The spacecraft shot through a breezy, cloud-laced mid- afternoon sky atop a Delta II launch vehicle on the second day of the primary launch period with new onboard software to guard against overcharging the spacecraft's battery. The orbiter team tested the new software using the Mars Polar Lander spacecraft at Kennedy Space Center, FL, as a testbed. Mars Polar Lander, which will join Mars Climate Orbiter at Mars in December 1999, is currently being processed for launch on January 3, 1999.

Sixty seconds after liftoff, the four solid-rocket boosters were jettisoned, two at a time, followed by first-stage separation and second-stage engine ignition. The second-stage burn lasted approximately 11 minutes, 22 seconds, placing the spacecraft in a low-Earth orbit at about 189 kilometers (117 miles) above Earth's surface.

Third-stage separation occurred at approximately 2:26 p.m. EST, followed by a burn of the third-stage engine for 88 seconds. Once out of Earth's gravitational grasp, the orbiter was jettisoned from the third stage using the spacecraft's onboard thrusters to remove all remaining motion. Four minutes later, the spacecraft's solar arrays were unfolded and pointed toward the Sun for power. NASA's Deep Space Network complex near Canberra, Australia, acquired the orbiter's signal at 2:45 p.m. EST. Spacecraft controllers at Lockheed Martin Astronautics in Denver, CO, and at the Jet Propulsion Laboratory in Pasadena, CA, are now assessing the spacecraft's initial performance.

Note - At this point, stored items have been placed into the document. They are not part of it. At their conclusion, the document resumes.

Issue #1027, opened 2020-08-31
Jumping to anchors in Markdown files doesn't work


ltGuillaume:
When I click an anchor in a MarkDown file (example: https://github.com/M66B/FairEmail/blob/master/FAQ.md#user-content-known-problems), OctoDroid reopens the entire .md file and remains at the top of the file, instead of jumping to the anchor.

Although I have found https://github.com/slapperwan/gh4a/issues/434, which suggests that the issue has been resolved, OctoDroid still exhibits this behavior.

Using latest OctoDroid from F-Droid on LineageOS 16 (Android 9) with Bromite WebView.

maniac103:
The way the readme mentioned in #434 works fine in OctoDroid, hence that issue is closed.
I assume the readme you mentioned is formatted differently, need to check how exactly.

ltGuillaume:
`<a id="name">` is working in all browsers, but technically `<a name="name">` is the correct way. This is how the .md file I linked to (and many others I found not working in OctoDroid) creates anchors.

PR #1147, opened 2021-11-13
Improve links behavior in Markdown files + rendering tweaks

### LINKED ISSUE #764: GitHub emoji are not rendered in comment preview
Emoji codes (e.g. `:shipit:`) in published issue/PR comments are rendered, but not in the preview when writing a comment.

I'll update this issue if I come across other Markdown elements that are missing from previews.

Is this likely to be something a relative noob to Android development (like me) could tackle? It's Hacktoberfest, after all. :)

### LINKED ISSUE #1090: [Bug] markdown mailto links not working
Example :

```markdown
You can contact me by [email](mailto:foo@bar.com)
```

Expected :
```
mailto:foo@bar.com
```

Actual :
```
https://raw.githubusercontent.com/user-or-org/repo/main/mailto:foo@bar.com
```

Thanks

Fs00:
This PR makes further improvements to the behavior of links especially in Markdown files, which enable a better user experience:
- rewrite relative URLs in Markdown files so that URLs in links become absolute to _github.com_ instead of _raw.github.com_ (fabcdc9). This allows links to repository files to be opened directly in OctoDroid.
- make relative URL rewriting aware of the folder of the current file, so that it works correctly for files that are not in the root of the repo. This makes navigating between MD files linked to each other (such as [dotnet/runtime dev docs](https://github.com/dotnet/runtime/tree/main/docs)) a piece of cake.
- the same URL rewriting logic is now used for both the "Markdown-in-TextView" Readme and for MD files rendered using WebViewerActivity.
  - Since patching showdown.js is not needed anymore, I've also updated the library to the latest stable version (I've used the [minified version](https://github.com/showdownjs/showdown/blob/1.9.1/dist/showdown.min.js)) which also adds the feature requested in #764.
- link click behavior has been made consistent between Markdown-in-TextViews and Markdown-in-WebViews (72f48e4)
- I've fixed a bug in URL rewriting that caused #1090 (274a885) and added explicit handling for `mailto:` links (the introduction of #1118 made them unopenable)

Last but not least, I've made some minor improvements to Markdown-in-WebView styling: better paragraph spacing, fix for invisible separators and some more (4bc9f50). Here's a representative comparison (image was broken since the old URL rewriting in showdown.js didn't work with `` tags in Markdown):

<table>
<tr><td>

</td><td>
</td></tr>
</table>

Fixes #1090 
Closes #764


app/src/main/java/com/gh4a/utils/HtmlUtils.java
```diff
@@ -137,33 +137,31 @@ public void drawBackground(Canvas c, Paint p, int left, int right, int top, int
...
 
-        while (m.find()) {
-            String url = m.group(2);
+        final String baseUrlForImages = "https://raw.github.com/" + repoUser + "/" + repoName + "/" + branch;
+        return rewriteUrlsInAttribute("src", rewrittenHtml, baseUrlForImages);
+    }
+
+    private static String rewriteUrlsInAttribute(String attribute, String html, String baseUrl) {
+        final Matcher matcher = Pattern.compile("(" + attribute + ")=\"(\\S+)\"").matcher(html);
+        final StringBuffer sb = new StringBuffer();
```
maniac103, line 152: Since we have two iterations per rewrite now instead of one, I wonder whether it wouldn't make sense to check whether there's any match at all first, and if there isn't, return `html` right away?

app/src/main/java/com/gh4a/activities/WebViewerActivity.java
```diff
@@ -46,13 +46,16 @@
...
 import com.gh4a.utils.FileUtils;
+import com.gh4a.utils.HtmlUtils;
 import com.gh4a.utils.UiUtils;
 import com.gh4a.widget.FindActionModeCallback;
 import com.gh4a.widget.SwipeRefreshLayout;
 
 import java.io.IOException;
 import java.util.ArrayList;
 
+import static java.lang.String.format;
```
maniac103, line 58: No static imports please.

app/src/main/java/com/gh4a/resolver/LinkClickHandler.java
```diff
@@ -0,0 +1,33 @@
...
+import com.gh4a.utils.IntentUtils;
+
+public class LinkClickHandler {
+    private final BaseActivity mActivity;
+
+    public LinkClickHandler(BaseActivity mActivity) {
+        this.mActivity = mActivity;
+    }
+
+    public void handleClick(Uri clickedUri) {
```
maniac103, line 19: Since this class does not have any internal state, this method can/should very well be `public static void handleClick(BaseActivity activity, Uri clickedUri)` ... and maybe be moved to LinkSpan, just because classes with a single static method IMHO just add clutter without providing too much benefit.

maniac103 (changes requested):

app/src/main/java/com/gh4a/resolver/LinkClickHandler.java
Fs00: Yes, makes sense. Even though calling `LinkSpan.handleClick` would sound a bit confusing when you aren't dealing with actual link spans, at least to me. That's why I extracted the class in the first place.

app/src/main/java/com/gh4a/utils/HtmlUtils.java
Fs00: Then you would have 3 iterations in case you have a match and still one in any case... I don't think there is a concrete performance penalty that justifies a preliminary check, which would still involve a full text scan.

maniac103: Then lazy init `sb` in the first 'found match' run and return `html` instead of `sb` if it's still null.

Fs00: > Then lazy init sb in the first 'found match' run and return html instead of sb if it's still null.

I didn't fully understand what you meant with this, but it seemed to me that the goal was to avoid the copy of the `html` string in the StringBuffer.
I did another thing instead: I've set the initial capacity of the StringBuffer to the length of `html`, to minimize the number of copies/reallocations when appending to the buffer.
I think that any other change that would make the logic more complex is simply not worth it. In the best case you would only save a few memory allocations.

Fs00:
I've made some more adjustments to Markdown-in-WebView rendering:
- tables have now proper font size and collapsed borders
- `inline code snippets` now have appropriate word wrapping so that they won't overflow + cosmetic improvements

Here's two comparisons:

<table>
<tr><td>

</td><td>
</td></tr>
</table>

<table>
<tr><td>

</td><td>
</td></tr>
</table>

Fs00:
I've also found out that the updating Showdown makes Markdown anchor links work in WebView!
May that be considered enough to fix #1027?

maniac103:
> May that be considered enough to fix #1027?

With the example URL in #1027 this doesn't work for me, clicking on the anchor links in that readme does nothing.

Fs00:
> With the example URL in #1027 this doesn't work for me, clicking on the anchor links in that readme does nothing.

Oh, I see why. The anchor links in that Readme have a `user-content-` prefix that works only on GitHub, due to how GH generates the HTML for headings. Here's an example:

```html
<h2 dir="auto">
<a id="user-content-frequently-requested-features" class="anchor" aria-hidden="true" href="#frequently-requested-features">[... omitted ...]</a>
<a name="user-content-frequently-requested-features"></a>Frequently requested features
</h2>
```

The only way to fix this would be not to generate the HTML with Showdown.js, but instead [retrieve it directly from GitHub API](https://docs.github.com/en/rest/reference/repos#custom-media-types-for-repository-contents).

PR #1151, opened 2021-11-17
Update collaborators API parsing

### LINKED ISSUE #927: Error 404 when accessing pull requests of certain repo
When I access any pull request of this repository, even the most recent OctoDroid shows an 404 error, even though these pull requests can be accessed via the GitHub website just fine:
 https://github.com/XboxDev/nxdk

matthiakl:
Fix #927 
See https://docs.github.com/en/rest/reference/repos#check-if-a-user-is-a-repository-collaborator (looks like it has been updated recently):
> Not Found if user is not a collaborator
Status: 404 Not Found


matthiakl:
I just noticed, that  the API returns 404 where I am collaborator, but still 403 if not
 ```
com.gh4a.ApiRequestException: Must have push access to view repository collaborators. (403)
```

maniac103:
Could you ask in [their forum](https://github.community/c/github-ecosystem/github-rest-api/60) for clarification? The 'API returns 404 if user is collaborator' bit doesn't really make sense to me, so it would be good to know whether this is a bug in the API or intentional.

matthiakl:
> Could you ask in their forum for clarification? 

Done. Awaiting review from staff to appear.
[Forum link](https://github.community/t/api-return-codes-for-collaborator-endpoint-does-not-match-reference/213185/1)

matthiakl:
I received no answer from the support, but I found, that the app works as expected, when I use a custom access token instead of OAuth to login.

PR #1154, opened 2021-12-04
Fix a couple of wiki-related bugs

### LINKED ISSUE #1127: [Bug] Direct wiki article links always redirects to "recent wiki updates"

Fs00:
This PR fixes two bugs related to repository wikis:
- links to specific wiki pages incorrectly resolved to the "Recent Wiki Updates" screen (#1127).
Those links now open the wiki page in a browser, since GH doesn't have an API for fetching a wiki page content in order to display it in a WikiActivity.
- app crashed when opening some very large wiki pages from the "Recent Wiki Updates" screen (e.g. https://github.com/ReactiveX/RxJava/wiki/What's-different-in-3.0) due to a TransactionTooLargeException (page content is passed via intent extras).
To fix this, I've made `Feed` implement `Parcelable` and passed it as a whole to the WikiActivity, compressing it as needed. At first I tried to compress/decompress just the `content` intent extra, but I didn't manage to: Android has no public APIs to construct strings from byte arrays (you'd need to use `StringFactory`, which a hidden SDK API).

Fixes #1127

### DIFF
--- a/app/src/main/java/com/gh4a/activities/WikiActivity.java
+++ b/app/src/main/java/com/gh4a/activities/WikiActivity.java
@@ -22,18 +22,21 @@ import androidx.annotation.Nullable;
 
 import com.gh4a.R;
 import com.gh4a.model.Feed;
+import com.gh4a.utils.IntentUtils;
 
 public class WikiActivity extends WebViewerActivity {
     public static Intent makeIntent(Context context, String repoOwner, String repoName, Feed feed) {
-        return new Intent(context, WikiActivity.class)
+        Intent intent = new Intent(context, WikiActivity.class)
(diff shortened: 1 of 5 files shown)


tianalemesle:
> GH doesn't have an API for fetching a wiki page content in order to display it in a WikiActivity

How then do you display a wiki page content from the "recent wiki updates" view ?

maniac103:
There's a feed that has all Wiki page contents, but there's no (official/stable) way to get a single page.

maniac103:
That one is what the Wiki list ('recent wiki updates') is using. The problem is matching the 'page link' part of the URL against the information contained in that feed.

PR #1156, opened 2021-12-21
Do not crash the app on Moshi's JsonDataExceptions

Fs00:
We will never get rid of them (as long as we use the current bindings library). GH can always add new enum values to enums that don't have a null fallback, or there may be enum bindings that are not exhaustive.
Now these errors have a specific error message, so that the user knows what's going on.

Also, I thought it would be a good idea to log all handled exceptions as errors in logcat to make them more prominent.

### DIFF
--- a/app/src/main/res/values/strings.xml
+++ b/app/src/main/res/values/strings.xml
@@ -29,6 +29,7 @@
     <string name="credentials_otp_prompt">Please enter the two-factor confirmation code you got via SMS.</string>
     <string name="credentials_token">Access token</string>
     <string name="try_again">Try again</string>
+    <string name="report_issue">Report issue</string>
     <string name="ok">OK</string>
     <string name="cancel">Cancel</string>
     <string name="settings">Settings</string>
@@ -68,7 +69,7 @@
     <string name="pub_timeline">Public Timeline</string>
     <string name="load_failure_explanation">Loading the data from GitHub failed. Please verify you have a working network connection and try again.</string>
     <string name="load_failure_explanation_dmca">This repository was taken down for legal reasons.\nPlease see %1$s for details.</string>
-    <string name="load_failure_explanation_parsing">There was an error while parsing GitHub\'s response. See the logcat for details.</string>
+    <string name="load_failure_explanation_parsing">There was an error while parsing GitHub\'s response. You can use the button below to report this issue to the app developers.</string>
     <string name="load_failure_explanation_with_reason">Loading the data from GitHub failed. GitHub told us the following reason:\n%1$s</string>
     <string name="find_next">Find next</string>
     <string name="find_previous">Find previous</string>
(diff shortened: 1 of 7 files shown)


app/src/main/res/values/strings.xml
```diff
@@ -66,9 +66,10 @@
     <string name="draft">Draft</string>
     <string name="theme">Theme</string>
     <string name="pub_timeline">Public Timeline</string>
-    <string name="load_failure_explanation">Loading the data from Github failed. Please verify you have a working network connection and try again.</string>
+    <string name="load_failure_explanation">Loading the data from GitHub failed. Please verify you have a working network connection and try again.</string>
     <string name="load_failure_explanation_dmca">This repository was taken down for legal reasons.\nPlease see %1$s for details.</string>
-    <string name="load_failure_explanation_with_reason">Loading the data from Github failed. Github told us the following reason:\n%1$s</string>
+    <string name="load_failure_explanation_parsing">There was an error while parsing GitHub\'s response. See the logcat for details.</string>
```
maniac103, line 71: I'm not sure whether showing this message really makes sense with that wording:
- Even though the target audience of OctoDroid is technical, can we reasonably expect all of them to know the term 'logcat'?
- 'logcat' is the log viewer tool, not the log itself ;-)
- Shouldn't we rather tell them to open an issue and attach the log?

For the latter, I think a precondition would be implementing some log collection (spawn logcat process and collect its output into string array).

Fs00: > Shouldn't we rather tell them to open an issue and attach the log?

That's a good idea. I wrote that error message as a less daunting alternative to printing the exception message straight to the user 😅 (which is actually what we care about in those cases).
I think that we don't need to access the log via logcat, given that we have access to the full stack trace. At this point I see two alternatives for the error screen:
- the lazy one: tell the user to report the error and add a button to copy the exception stack trace to the clipboard
- the awesome-UX one: add a button that goes straight to the "New issue" activity for the OctoDroid repo and prepopulates the issue body with a short description and the exception stack trace (maybe slightly overkill?)

What do you think?

maniac103: Given the second option is close to no overhead (since all that needs to be added is a new intent extra in `IssueEditActivity` for title + body), I'm leaning towards the latter. Can repurpose the 'retry' button in that case :-)

Fs00: Done! A couple of notes:
- I haven't pre-filled the issue title for error reports, since this forces the user to try to write a meaningful title for the specific situation
- in the pre-filled issue body I haven't added any device specs, since `JsonDataException`s aren't device or OS-dependent. We can add them later if the "Report issue" features is used in other scenarios
- when the issue report is submitted, we will just display a "Thank you" snackbar (not the created issue). Is this good enough?

maniac103: > when the issue report is submitted, we will just display a "Thank you" snackbar (not the created issue). Is this good enough?

I think so. One could use the snackbar action to go to it ... this would mean we'd need to return e.g. the issue number in the activity result.

Fs00: Done, I've added a 'View' action to the snackbar

maniac103:
Thanks! :+1:

PR #1162, opened 2021-12-27
Add basic support for embedded videos in comments

Fs00:
This PR adds a small QoL life change to allow viewing embedded videos in comments in the app.
Before this PR, you had to open the comment in the GitHub website in order to see an embedded video, because the app displayed only the name of the video file.
Now, a "View video" link will appear near the video name, which opens the video in a custom tab, as you can see in the screenshot below:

Now on its way to Mars, the Climate Orbiter will rely on its low-gain and medium-gain antennas for communications with Earth during the first half of the journey to Mars. Ground-controllers will track the spacecraft 24 hours a day during the first week of cruise, then reduce tracking time to 12 hours a day using 34- meter (112-foot) antennas of the Deep Space Network. Twelve days into flight, one of the spacecraft's science instruments, the Pressure Modulator Infrared Radiometer, will be powered on and acclimated to the environment of space.

The first trajectory correction maneuver to remove errors in the spacecraft's flight path introduced at the time of launch will be performed 10 days into the cruise phase, on December 21, 1998. That thruster firing will be the largest and longest of all four trajectory correction maneuvers, lasting about 15 to 20 minutes and changing the spacecraft's velocity by about 30 meters per second (67 miles per hour).

Mars Climate Orbiter and Mars Polar Lander are the second set of spacecraft to be launched in NASA's long-term program of robotic exploration of Mars.